Comment j'ai gagné ma vie (en/d') écrivant, 2

Deuxième épisode : Des mots et des maux 




La Vacation fit l'objet de quelques bons articles (dont un, plutôt louangeux, dans Le Monde, et un autre, également positif, dans Libération) mais ne fut pas un succès de librairie. Cependant, P.O.L ne donnant pas d'à-valoir, j'eus la bonne surprise, un an plus tard, de toucher des droits. Ceux des 800 et quelques exemplaires qui avaient été achetés par des lecteurs curieux, mais aussi les droits du passage en poche (chez Pocket) et d'une traduction en langue allemande chez Argon Verlag, une maison indépendante de Berlin. Cette traduction me valut, d'ailleurs, un ou deux ans plus tard, un périple de quelques jours dans l'Allemagne juste réunifiée qui fut mon premier voyage d'écrivain estampillé à l'étranger. Si je me souviens bien, l'ensemble des droits se montait alors à environ 30 000 Francs de l'époque (4 000 Euros d'aujourd'hui). En 1990, pour moi, c'était beaucoup d'argent.

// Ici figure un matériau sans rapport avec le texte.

PR #184, opened 2017-05-05
fix(FieldMessage): Add role and aria-live attributes

georgespyropoulos:
Adding `aria-live` and `role` attributes to the Field Message component to help screen readers announce this text.  Users will hear the text announced as it appears in the DOM.

`role="alert"` - instructs a screenreader to announce text as a priority and may interrupt other text from being read out.

`aria-live="polite"` -  instructs a screenreader to announce text at some point after it has finished what it is currently announcing.


react/TextField/TextField.js
```diff
@@ -88,11 +88,12 @@ export default class TextField extends Component {
   }
 
   renderInput() {
-    const { inputProps = {}, id } = this.props;
+    const { inputProps = {}, id, valid } = this.props;
     const { ref } = inputProps;
     const allInputProps = {
       ...combineClassNames(inputProps, styles.input),
       ...(id ? { id } : {}),
+      ...{ 'aria-invalid': valid === false },
```
dborysiewicz: Should we check to see if somebody has already manually set this?

georgespyropoulos: My thinking on this was that you probably wouldn't want to set `aria-invalid` to be out of sync with `valid`.  Can you think of a use case where you would need to set `aria-invalid` to something custom?

dborysiewicz: Good point and not really think of any case but was just thinking around what happened if somebody did have it already set and updated..... But I guess it would still all work just double set so not a huge deal?

georgespyropoulos: I just tested it and the spread ensures that if you pass in an `aria-invalid`, the prop inside the component will take precedence.

dborysiewicz:
I've approved buy maybe get another person from another team to review as well?

react/private/FieldMessage/FieldMessage.js
```diff
@@ -45,13 +45,19 @@ export default class FieldMessage extends Component {
...
       return (
         <Text
           {...restMessageProps}
-          critical={(valid === false && !secondary) || critical}
-          positive={(valid === true && !secondary) || positive}
-          secondary={typeof valid === 'undefined' || secondary}>
+          critical={isCritical}
+          positive={isPositive}
+          secondary={isSecondary}
+          {...(isCritical && !restMessageProps.role) && { role: 'alert' }}
```
mengtzu: I haven't seen this use of spread before.  I assume if the boolean on the left is true, it will spread the property in the literal on the right?

react/private/FieldMessage/FieldMessage.test.js
```diff
@@ -110,5 +110,37 @@ describe('FieldMessage', () => {
...
       });
     });
+
+    describe('aria attributes passed as messageProps', () => {
+      it('will set role="alert" for invalid input if no custom aria attributes are passed in', () => {
+        render(<FieldMessage valid={false} message="Something went wrong" messageProps={{ className: 'message' }} />);
+        expect(message.props.role).to.equal('alert');
+      });
+
+      it('will set role="alert" for invalid input if no custom aria attributes are passed in', () => {
```
mengtzu: This test isn't obviously asserting what its description states?

react/private/FieldMessage/FieldMessage.js
georgespyropoulos: Yes that's correct.  Just had a chat to Matt about it and he also finds this a little confusing to read so I am going to change it to a ternary and return an empty object in the case the condition on the left is false.

react/private/FieldMessage/FieldMessage.test.js
georgespyropoulos: Good catch, that was a sloppy copy / paste job.  I will fix it

tamoore:
`aria-live` is not the correct technique to use here.

Assuming this is a form field that has an associated message that describes it's state (i.e. error, hint, whatever), then the correct aria attribute is `aria-describedby`. https://developer.mozilla.org/en-US/docs/Web/Accessibility/ARIA/ARIA_Techniques/Using_the_aria-describedby_attribute

`aria-live` is actually probably going to be a little annoying to SR user because it won't have the context that the describedby attribute would.

georgespyropoulos:
I decided on `aria-live` because the text enters the DOM when there's a blur event on the text field.  The problem I was trying to solve is that this text is not currently being announced by screen readers because it only appears after you have navigated away from the field.  

If we change this to `aria-describedby`, will the text be read out once a blur event is set to the field?  It seems that that describedby is more suitable for text that is always present?  Perhaps we could use it for describing help text for form fields.

Here's an demo of the text fields and `aria-live` has been applied to a positive message. http://seek-oss.github.io/seek-style-guide/textfields

tamoore:
It should work on any event, you may have to change the `id` though (possibly a generated id) if the message changes. (Not sure about that). 

I've completely done the same thing before thinking that it was helping and found, to my horror, that it actually just creates confusion. A live region is primarily used for dynamic content updates. The problem with input fields is that the context when interacting with them is really important. A live region in JAWS will go something like:

'Blah blah blah. "Something went wrong"' (depends on `assertive`, `polite`)

Now without any visual context (that we have) that means completely nothing to an SR user. Something went wrong, with what?

Whereas with `describedby` it'll be:

'Edit Email Address (or whatever the label is), Something went wrong'. 
 
That's much more helpful because an SR user now knows what that message is referring to.

Happy to pair on this if you want to get it right, a11y is definitely a minefield of these problems.

markdalgleish:
@georgespyropoulos @tamoore what's the status on this?

georgespyropoulos:
@markdalgleish we're going to pair on it later today to try out `aria-describedby`

markdalgleish:
@georgespyropoulos any development on this?

dborysiewicz:
@georgespyropoulos & @tamoore not sure how you guys went but my 2cents on this would be to not touch/add `aria-describedby` & `aria-live` as it's possibly opening a big can of worms (from past experience) and I'm not sure if it's 100% required.... I would be in favour for just adding `role`.

georgespyropoulos:
Not yet, will have to make some time with Todd to discuss this again.  We tried last week but had some issues getting jaws running.  @dborysiewicz the goal of this was to help screen reader users find text that we're displaying in FieldMessage, particularly when there is an error.  We'll run though it and see what we can do to make things easier for screen reader users

markdalgleish:
Closing this for now. Discussed with @georgespyropoulos, we might re-open this one in the future, but it still needs some further discussion.

PR #185, opened 2017-05-09
Print styles for header and footer

kosanna:
- Restyled header for printing
- Remove footer for printing
- Add print visibility wrapper component

Kayla confirmed that footer and header should be consistently displayed/hidden across all the platforms thus doing it inside the components.

Related issue: https://github.com/SEEK-Jobs/chalice/issues/1702

screen shot 2017-05-08 at 4 45 00 pm


react/PrintVisibilityWrapper/PrintVisibilityWrapper.js
```diff
@@ -0,0 +1,41 @@
...
+
+export default class PrintVisibilityWrapper extends PureComponent {
+
+  static propTypes = {
+    className: PropTypes.string,
+    children: PropTypes.oneOfType([
+      PropTypes.arrayOf(PropTypes.node),
+      PropTypes.node
+    ]).isRequired,
+    isScreenOnly: PropTypes.bool,
```
kosanna: Can do one required prop aka oneOf ['screenOnly', 'printOnly'], depends on personal and team preferences. Thoughts?

markdalgleish:
Thanks so much for opening your first PR 👏 🎉 

I have a couple of high level questions:
1. Does `PrintVisibilityWrapper` need to be exported? If possible, I'd prefer this to be a private component for now, especially since we've been floating the idea of introducing a more comprehensive component for hiding content based on media queries, e.g. `<Hidden desktop>`, `<Hidden print>` etc.
2. Is it okay if we delay the introduction of new React APIs until a later PR, possibly after the new header and footer are merged? I'd probably prefer a standalone PR for introducing `prop-types` and `PureComponent`, to make the upgrade path more obvious.

kosanna:
@markdalgleish Yep it needs to be exported because it could be great to use it in chalice as well, that basically was the incentive to create the component so we do not have the same styles everywhere for the same purpose.
2 - got ya, definitely, however would prefer using PureComponent in the new component straight away as it's better performance-wise, but can hold on changing footer and header though

kosanna:
@markdalgleish can do hidden component straight away in a separate PR, how does that sound?

PR #186, opened 2017-05-10
feat(Hidden): Add Hidden component

kosanna:


markdalgleish:
This is looking great! So excited to finally have a component like this 👏 

By the way, it looks like you've forgotten to export it from the main React bundle.

kosanna:
@markdalgleish good point, will do

react/Hidden/Hidden.less
```diff
@@ -0,0 +1,15 @@
...
+.print {
+  @media print {
+    display: none;
+  }
+}
+
+.screen {
+  display: none;
+
+  @media print {
```
markdalgleish: This should be `@media screen`, right?

kosanna: naw, it's exactly print. Because it's a `<Hidden screen>` use-case

markdalgleish: Oh right, yeah, sorry.

Could this be simplified to `@media screen { display: none; }` like the print styles?

PR #188, opened 2017-05-10
feat(FooterHeader): Print styles

kosanna:


react/Footer/Footer.js
```diff
@@ -6,13 +6,14 @@ import connect, { social } from './data/connect';
 import employers from './data/employers';
 import copyright from './data/copyright';
 
-import React, { Component, PropTypes } from 'react';
 import classnames from 'classnames';
+import PropTypes from 'prop-types';
```
markdalgleish: Sorry, could we roll this back until we coordinate a React upgrade in a separate PR?

kosanna: Yep, my bad, missed it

Les éditeurs d'Argon s'étaient intéressés au livre parce qu'à ce moment-là, le débat sur l'avortement renaissait Outre-Rhin, les deux Allemagnes ayant eu, avant la chute du mur, des politiques différentes. J'étais plus étonné qu'un éditeur de poche achète les droits d'un livre qui n'avait pas fait parler de lui. Au Salon du Livre suivant, une jeune éditrice nommée Marion Mazauric, alors directrice de J'ai Lu et grande admiratrice de P.O.L, vint me dire qu'elle avait beaucoup aimé La Vacation et regrettait de n'avoir pas pu acheter les droits avant Pocket. Comme je lui faisais part de ma surprise, elle m'expliqua qu'un éditeur de livres de poche est un éditeur comme les autres : il se constitue un fonds à partir des livres publiés en première édition et, quand il repère le roman d'un jeune auteur prometteur, il n'hésite pas à le prendre en faisant un pari sur les livres suivants. « Si l'un de vos romans à venir est un succès, c'est en poche que vos lecteurs viendront chercher les précédents... » Son enthousiasme à l'égard de mon roman était si impressionnant que je n'oubliai jamais cette conversation... sans savoir que nous serions amenés à travailler ensemble, dix ans plus tard.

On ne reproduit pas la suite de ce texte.